Quando la Napa Valley non era l’attuale eldorado, gli italiani d’America bevevano vino fatto in casa. “Per piccolo che fosse il cortile, là dietro, c’era delle piante di pomodoro, e una vite e un pero, e in ogni famiglia c’era sempre un nonno. Era lui che aveva fatto il vino”. Come racconta Phllip Roth in “Pastorale americana” (Einaudi) prima del vino esportabile c’era il vino faldate. Nel romanzo compare un anziano napoletano (“di cui dicevano che aveva cent’anni e che aveva fatto i guanti per la regina d’Italia”), che sbordava pelli con maestria artigianale, meravigliando l’uomo d’affari che lo pagava pochi dollari ma lo definiva “genio”, spiegando che “l’italiano è sempre più artistico nella sua concezione”. Più di mezzo secolo dopo manualità e creatività sono più vive che mai nel vino(e nel cibo) tricolore. Che, però, è sempre meno bevuto dagli italiani,(38 litri l’anno a testa, negli anni 70 il triplo).
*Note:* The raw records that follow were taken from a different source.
Issue #306, opened 2017-01-12
Control shared/static linking via BUILD_SHARED_LIBS and ament_cmake_ros


esteve:
Just an issue to aggregate all the connected PRs so that it shows up on the waffle board

dirk-thomas:
The following CI jobs cover:

* ament/gtest_vendor#4
* ament/gmock_vendor#3
* ros2/rmw#98
* ros2/rcl#115

---

* [![Build Status](http://ci.ros2.org/buildStatus/icon?job=ci_linux&build=2415)](http://ci.ros2.org/job/ci_linux/2415/)
* [![Build Status](http://ci.ros2.org/buildStatus/icon?job=ci_osx&build=1868)](http://ci.ros2.org/job/ci_osx/1868/)
* [![Build Status](http://ci.ros2.org/buildStatus/icon?job=ci_windows&build=2536)](http://ci.ros2.org/job/ci_windows/2536/)

dirk-thomas:
@esteve Waiting for updates / responses on the following PRs:

* ros2/rosidl#183
* ros2/rosidl_typesupport#10
* ros2/rmw_fastrtps#87

dirk-thomas:
* [![Build Status](http://ci.ros2.org/buildStatus/icon?job=ci_linux&build=2457)](http://ci.ros2.org/job/ci_linux/2457/)
* [![Build Status](http://ci.ros2.org/buildStatus/icon?job=ci_osx&build=1910)](http://ci.ros2.org/job/ci_osx/1910/)
* [![Build Status](http://ci.ros2.org/buildStatus/icon?job=ci_windows&build=2575)](http://ci.ros2.org/job/ci_windows/2575/)

esteve:
@dirk-thomas I assume you didn't pass `BUILD_SHARED_LIBS` to the CI build (i.e. the build is using the default `SHARED` value), right? If that's the case, it seems the code in https://github.com/ros2/rosidl_typesupport/pull/10 doesn't read the `BUILD_SHARED_LIBS` variable as expected. Should `ament_cmake_ros` be added as an export dependency and added to https://github.com/ros2/rosidl_typesupport/blob/master/rosidl_typesupport_c/rosidl_typesupport_c-extras.cmake.in and https://github.com/ros2/rosidl_typesupport/blob/master/rosidl_typesupport_cpp/rosidl_typesupport_cpp-extras.cmake.in ?

dirk-thomas:
[...]

PR #412, opened 2017-10-12
aarch64 cross compilation

lmayencourt:
This pull request will allow the cross-compilation of ROS2 for aarch64. 

### Setup the development environment
The same normal setup is required for the cross-compilation -> https://github.com/ros2/ros2/wiki/Linux-Development-Setup

### Get a aarch64 toolchain 
We recommend to use the toolchain provided by Linaro (https://releases.linaro.org/components/toolchain/binaries/latest-5/aarch64-linux-gnu/)
`wget https://releases.linaro.org/components/toolchain/binaries/latest-5/aarch64-linux-gnu/gcc-linaro-5.4.1-2017.05-x86_64_aarch64-linux-gnu.tar.xz`
`tar -xf gcc-linaro-5.4.1-2017.05-x86_64_aarch64-linux-gnu.tar.xz`

### Get the source
Create a workspace and clone all repos:
`git clone https://github.com/ros2/ros2.git -b aarch64_cross_compilation`
`cd ros2/arm_crosscompilation`
`mkdir src`
`vcs-import src < ../ros2.repos`

### Export the CC toolchain
Set the toolchain available for CMake:
`` export CROSS_COMPILE=`pwd`/../../gcc-linaro-5.4.1-2017.05-x86_64_aarch64-linux-gnu/bin/aarch64-linux-gnu- ``

### Remove python support
No target filesystem with python libraries is provided here, so python is not supported (only cpp). A few packages must be modified to allow the compilation of ROS2:
- remove rosidl python in rosidl_default_generators
-- src/ros2/rosidl_typesupport/rosidl_default_generators/CMakeLists.txt: comment line 11 with a `#`
-- src/ros2/rosidl_typesupport/rosidl_default_generators/package.xml: comment line 16 with `<!-- ... -->`
- ignore examples/rclpy
-- src/ros2/examples/rclpy : add an empty file called AMENT_IGNORE
- ignore test_msgs (this one use the path to the python libraries during the install step and in this case try to install under /test_msgs because of the missing path !)
-- src/ros2/rcl_interfaces/test_msgs : add an empty file called AMENT_IGNORE 
- ignore ...

You can do all of this with: 
`sed -e '/py/ s/^#*/#/' -i src/ros2/rosidl_typesupport/rosidl_default_generators/CMakeLists.txt`
`sed -i -r 's/<build(.+?py.+?)/<\!\-\-build\1\-\->/' src/ros2/rosidl_typesupport/rosidl_default_generators/package.xml`
`touch src/ros2/geometry2/AMENT_IGNORE src/ros2/demos/AMENT_IGNORE src/ros2/orocos_kinematics_dynamics/AMENT_IGNORE src/ros2/rclpy/AMENT_IGNORE src/ros2/robot_model/AMENT_IGNORE src/ros2/robot_state_publisher/AMENT_IGNORE src/ros2/system_tests/AMENT_IGNORE src/ros2/urdfdom/AMENT_IGNORE src/ros2/urdfdom_headers/AMENT_IGNORE src/ros2/vision_opencv/AMENT_IGNORE src/ros2/examples/rclpy/AMENT_IGNORE src/ros2/rcl_interfaces/test_msgs/AMENT_IGNORE src/ros2/ros1_bridge/AMENT_IGNORE`

### Trigger a build 
`` src/ament/ament_tools/scripts/ament.py build --force-cmake-configure --cmake-args -DCMAKE_TOOLCHAIN_FILE=`pwd`/aarch64_toolchainfile.cmake -DTHIRDPARTY=ON ``


tfoote:
Thank you for submitting this the toolchain information looks great.

However duplicating our vcs repos file as a repos manifest file is just going to make things more complicated for everyone and from a quick read through it doesn't provide anything that vcs doesn't provide, nor does it support non-git repos. Although we primarily use git we don't require that everyone in the community use git. Could you switch back to using the repos file so that it's easy to compare with our standard development repos file. 

Also the toolchain file is aarch64 specific so should have that in the filename in case we have a different target arch toolchain it won't collide.

Once this is merged the above instructions could be added to the Linux Development wiki in a section at the bottom about cross compiling.

mikaelarguedas:
thanks @lmayencourt for iterating on this. Cool stuff.

Would you mind placing these files in a subfolder (maybe `arm_crosscompilation`?) so that users don't get confused thinking that only this subset of packages works on ARM processors?

Regarding the instructions
- they're very clear thanks :+1: 
- I see that the instructions indicate to build the workspace with `-DTHIRDPARTY=ON`, is it because the .deb packages for Fast-RTPS dependencies are not available for your architecture/platform? (We try to use .deb wherever we can so that the users build only what they can't install from binaries)
- Could you provide an example of targeted platforms / OS that this toolchain and set of packages have been tested on ?

lmayencourt:
Hi @mikaelarguedas, @tfoote and thanks for the comments. 

> Would you mind placing these files in a subfolder (maybe arm_crosscompilation?) so that users don't get confused thinking that only this subset of packages works on ARM processors?

Yes it makes sense ! I will put every thing under `arm_crosscompilation`. 

This setup was tested on Hikey960 and Arm Juno with Ubuntu 16.04 and Busybox. `DTHIRDPARTY=ON` is required because we are not providing any filesystem to the cross-compilation toolchain. It also allows you to create a minimal setup with Busybox. 
But if you have a local copy of the target filesystem with the required dependencies, you can specify its path in the `aarch64_toolchainfile.cmake` and  remove `-DTHIRDPARTRY=ON`

arm_crosscompilation/ros2_arm.repos
```diff
@@ -0,0 +1,193 @@
...
+#    version: ros2
+#  ros2/robot_state_publisher:
+#    type: git
+#    url: https://github.com/ros2/robot_state_publisher.git
+#    version: ros2
+  ros2/ros1_bridge:
+    type: git
+    url: https://github.com/ros2/ros1_bridge.git
+    version: master
+  ros2/ros2cli:
```
mikaelarguedas: This repository contains only python packages, that depend on rclpy. Should this repository be commented out like `rclpy`?

dirk-thomas:
The comment from @tfoote not to duplicate the repos file still applies. While the new file uses the same format as the `ros2.repos` file it still duplicates the information. Maybe the instructions for cross compiling should instead mention which repos can be removed after cloning them or a new command line option could be added to `vcs import` to skip specific entries from the `.repos` file.

tfoote:
Another simple way to knock out the python packages would be to have a command line invocation that uses touch to add AMENT_IGNORE into each of the packages that cannot be crosscompiled. Something like:

```
touch `pwd`/ros2/rclpy/AMENT_IGNORE `pwd`/ros2/orocos_kinematics_dynamics/AMENT_IGNORE
```

This would prevent duplication of the information. And new packages added to the repos file would automatically appear in the cross compile workspace, and could easily be removed if incompatible by extending the list, or pruned once the package is made compatible.

esteve:
@lmayencourt I've crosscompiled ROS2 for the Hikey 960, as well as other ARM boards and [Android](https://github.com/esteve/ros2_java#android) and [iPhone](https://github.com/esteve/ros2_objc#ios), so I'm going to add my two cents, hoping it might be useful to someone else:

- For the aarch64 toolchain, if you are using Debian or Ubuntu, you can just install the toolchain from the repositories (e.g. `$ sudo apt install gcc-aarch64-linux-gnu`)
- The Python 3 interpreter can be crosscompiled in case the distribution of the destination board does have it already. It first needs to be compiled for the host computer, and the use it to bootrstrap to build the interpreter for the target board.
- I started https://github.com/ros2/ros2/issues/306 to enable building ROS2 statically, which is really useful for embedded boards. The last missing piece was agreeing how to build the messages statically. Maybe that can revived if there's any interest.

@lmayencourt let me know if there's anything I can help, I haven't put all this on the wiki, I wasn't sure if anyone would be interested in it, but if there's, I can give it a try.

lmayencourt:
@dirk-thomas @tfoote So if I resume the main idea is to use the `ros2.repos` file to fetch the code and to provide a way (instructions/script/vcs-import new cmd line option/...) to make the required modifications. 
That mean this pull request will only add the `aarch64_toolchainfile.cmake`. 

@esteve thanks for your inputs ! 
One of the goal here is to lay the first stone for a ROS2 on Arm Cortex-M by enabling cross-compilation. So static linking is also a required step. 
I was able to statically link the "publisher" demo by following your work #306

dirk-thomas:
> So if I resume the main idea is to use the ros2.repos file to fetch the code and to provide a way (instructions/script/vcs-import new cmd line option/...) to make the required modifications.
That mean this pull request will only add the aarch64_toolchainfile.cmake.

Yes, plus some description on how to use the toolchain file.

dirk-thomas:
> Yes, plus some description on how to use the toolchain file.

Can you please add the description of how to use the toolchain file (from the first comment in this thread) to a README file in the directory which contains the toolchain file.

Out of curiosity: do you need any further patches at the moment in the other repos in order to cross compile with static libraries for your target?

lmayencourt:
Here we are ! 
Sorry I understood the instructions would be added in the wiki after this PR. My bad.

> Out of curiosity: do you need any further patches at the moment in the other repos in order to cross compile with static libraries for your target?
yes, as @esteve mentioned, other repos must be modified to allow static linking : 
- fastRTPS
- rcutils
- rosidl
- rosidl_typesupport
- rclcpp
- examples 
The patches are mainly removing the `SHARED` in the CMakeList.txt and using `ament_cmake_ros` instead of `ament_cmake` in the package.xml

dirk-thomas:
> yes, as @esteve mentioned, other repos must be modified to allow static linking

I see, so currently you are using shared libraries. Let us know if you need any help moving to static libraries in the future.

arm_crosscompilation/README.md
```diff
@@ -0,0 +1,60 @@
...
+## Trigger a build
+```
+src/ament/ament_tools/scripts/ament.py build --force-cmake-configure --cmake-args -DCMAKE_TOOLCHAIN_FILE=`pwd`/aarch64_toolchainfile.cmake -DTHIRDPARTY=ON
+```
+
+## Installation
+Once the compilation is done you will have to move the generated libraries (`install/lib`) in your target filesystem.
+The default path is under `/lib` but you can also choose another directory and set the `LD_LIBRARY_PATH` variable to it.
+
+*Copyright (c) 2017, ARM Limited and Contributors. All rights reserved.*
```
dirk-thomas: Is this really necessary for these instructions?

esteve:
@lmayencourt I forgot to publish the steps I use for crosscompiling ROS2 for the Raspberry Pi, I finally released the scripts I use and wrote a small README [1][2] The scripts use the compiler toolchain that comes with Debian and Ubuntu, instead of fetching a separate one, and also use Polly [3], instead of a custom CMake toolchain. Polly already comes with CMake toolchains for a ton of targets, it'd be really cool to contribute a toolchain for aarch64 too.

1 - https://discourse.ros.org/t/crosscompiling-ros2-for-raspberry-pi-or-pretty-much-any-other-arm-based-board/2995
2 - https://github.com/esteve/ros2_raspbian_tools
3 - https://github.com/ruslo/polly

esteve:
> @dirk-thomas I see, so currently you are using shared libraries. Let us know if you need any help moving to static libraries in the future.

I'll take you up on that on behalf of @lmayencourt :smile: The last part that was missing for being able to build ROS2 statically (at least up to `rcl`) was https://github.com/ros2/rosidl/pull/183 I proposed adding `ament_ros_cmake` to every message package, but that didn't seem reach a consensus. Is there any other approach you think that might work?

dirk-thomas:
I think the discussion in ros2/rosidl#183 summarizes already what the approach should be. The only thing missing is the behavior described in the [last comment](https://github.com/ros2/rosidl/pull/183#issuecomment-307163340):

> While that might not need to be a use case which works in all possible combinations the behavior should at least be reasonable for the user (e.g. fail with an error message if the combination can't work).

esteve:
> I think the discussion in ros2/rosidl#183 summarizes already what the approach should be. The only thing missing is the behavior described in the last comment:

IMHO your comment describes what the end result should be, which I agree with, but now how it should be implemented. I proposed a concrete implementation (using `ament_ros_cmake` for messages), do you think that's the correct approach or that it should be done in a different way?

dirk-thomas:
> IMHO your comment describes what the end result should be, which I agree with, but not how it should be implemented. I proposed a concrete implementation (using `ament_ros_cmake` for messages), do you think that's the correct approach or that it should be done in a different way?

Using `ament_cmake_ros` for message packages is ok but I don't think it is sufficient atm in terms of detecting mixed mode builds. If that can be addressed by extending `ament_cmake_ros` that sounds good to me. I don't mind where this extra logic happens.

arm_crosscompilation/README.md
lmayencourt: no, after internal discussion we can remove this

lmayencourt:
> The last part that was missing for being able to build ROS2 statically (at least up to rcl)

@esteve as you say the current implementation allows to build up to `rcl`, but we still need modifications on `rclcpp`, `rcutils` and `examples` to build an example application with static libraries. 
I didn't consider the case of multiple typesupport packages and simply use `ament_cmake_ros` in the  `rosidl_xxx` packages but it is apparently not the good way. We have to find a solution for that...
In the meantime I can still prepare the PR for `rclcpp`, `rcutils` and `examples`.

esteve:
> @lmayencourt @esteve as you say the current implementation allows to build up to rcl, but we still need modifications on rclcpp, rcutils and examples to build an example application with static libraries.

I agree, I think it's best to at least being able to build ROS2 statically somehow, even if it's not the 100% perfect solution.

> In the meantime I can still prepare the PR for rclcpp, rcutils and examples.

I had patches lying around for those packages, I just submitted PRs for them, let me know if they are of any help to you:

https://github.com/ros2/common_interfaces/pull/43
https://github.com/ros2/rclcpp/pull/390
https://github.com/ros2/rcutils/pull/62
https://github.com/ros2/rosidl_typesupport/pull/14

esteve:
> @dirk-thomas Using ament_cmake_ros for message packages is ok but I don't think it is sufficient atm in terms of detecting mixed mode builds. If that can be addressed by extending ament_cmake_ros that sounds good to me. I don't mind where this extra logic happens.

Those are two separate issues IMHO, which are somewhat related, one is having a mechanism for messages to be statically built and the other handling mixed setups. I think the latter is a bit of a corner case, I imagine the users who want to build ROS2 statically, would do it all at once, and that'd also be a advanced use case that most users of ROS2 won't care much. Anyway, thanks for clarifying your comment.

mikaelarguedas:
I'm going to merge this given that it's ready to go (I'll update the README to point to the master branch though given that this branch will be deleted after merging). Feel free to comment here or on #306 to continue the discussion about static linking

mikaelarguedas:
@lmayencourt Can you confirm the main motivation for using the linaro cross toolchain rather than the gnu one ? Is it only to support non-debian based platforms or are there other specific advantages ?

lmayencourt:
We are using the linaro one internally, but I see no specific advantages compare to the gnu one.
@sudpau01  @davwan01 can probably give a better answer...

lmayencourt:
So apparently the linaro repository is just a collection of prebuilt GCC GNU binaries that are tested by Linaro . If you take the appropriate SHA from GNU and build the toolchain yourself, you should obtain exactly the same toolchain. 
I hope this answer help more !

Le bottiglie finiscono soprattutto negli Stati Uniti (1,2 miliardi di dollari importato, più di ogni altro Paese). OperaWine, quindi, è la vetrina delle nostre vigne secondo il gusto americano. Per vendere in America (e altrove) quello che non si vende più qui.
Chi sarà esposto, quest’anno, in vetrina? Le famiglie storiche: Antinori, Frescobaldi, Ricasoli. Gli “ambasciatori” già noti da tempo sul mercato mondiale: Angelo Gaja e altri piemontesi come Bruno Giacosa, i Bologna della Barbera di Braida, i Ceretto e i Mascarello del Barolo, i Lunelli delle Cantine Ferrari, i Moretti della Franciacorta (Bellavista) con Maurizio Zanella (Ca’del Bosco), i veneti dell’Amarone e del Prosecco. L’armata toscana: il gruppone del Brunello (da Altesino a Valdicava), i chiantigiani e i loro castelli (Ama, Fonteruoli, Volpaia e Castellare di Castellina), gli alfieri di Boigheri e dei SuperTuscan con in testa Mario Incisa, l’uomo dl Sassicaia. Gli umbri Lungarotti, i Mastroberardino del Taurasi irpino, i Librandi del Cirò calabrese, i sardi Argiolas con i loro Cannonau, i Tasca d’Almerita con il primo vino siciliano a varcare i confini, il Rosso del conte. I classici, insomma. Ma non solo. Gli americani sono cambiati, spiega Tom Matthews, executive editor di Wine Spectator: “Hanno capito che l’Italia può produrre grandi vini, e sono disposti a pagarne il valore. Ma hanno anche cominciato a esplorare l’Italia, alla ricerca di Vitigni autoctoni e stili tradizionali: i bianchi dell’Alto Adige, il vero Lambrusco, i rossi e i bianchi siciliani, il grande Aglianico del Sud”. L’idea dell’anno, secondo Matthews “è di valorizzare anche le cantine più piccole delle regioni meno conosciute. Se i viticoltori rispettano le loro radici, scelgono vitigni autoctoni, lavorano in modo artigianale, i vini italiani troveranno consumatori entusiasti negli Stati Uniti”. Nella nuova lista dei 100, che sarà presentata da Wine Spectator assieme al direttore di Veronafiera Giovanni Mantovani e a Stevie Kim, animatrice di Vinitaly international, ci sono sei debutti. Da Taranto, Gianfranco Fino, super premiato con il suo Es, Primitivo freudiano. Mamete Prevostini, con il Nebbiolo della Valtellina. Gregorio Lillo Odoardi, calabrese, con un uvaggio rosso dedicato al fondatore Giovan Battista. E ancora: dalle Marche Aldo Brachetti Peretti e il suo Pollenza. I nipoti di Donato D’Angelo, fondatore di Tenuta del Portale e interprete, dalla Basilicata, dell’Aglianico. Infine Agricola Punica, in Sardegna, dove si sente la mano di Incisa. Dopo decenni, altro vino italiano per gli Usa, in qualche caso artigianale, diverso da quello narrato da Philip Roth. Ma che contiene lo stesso “genio italiano”.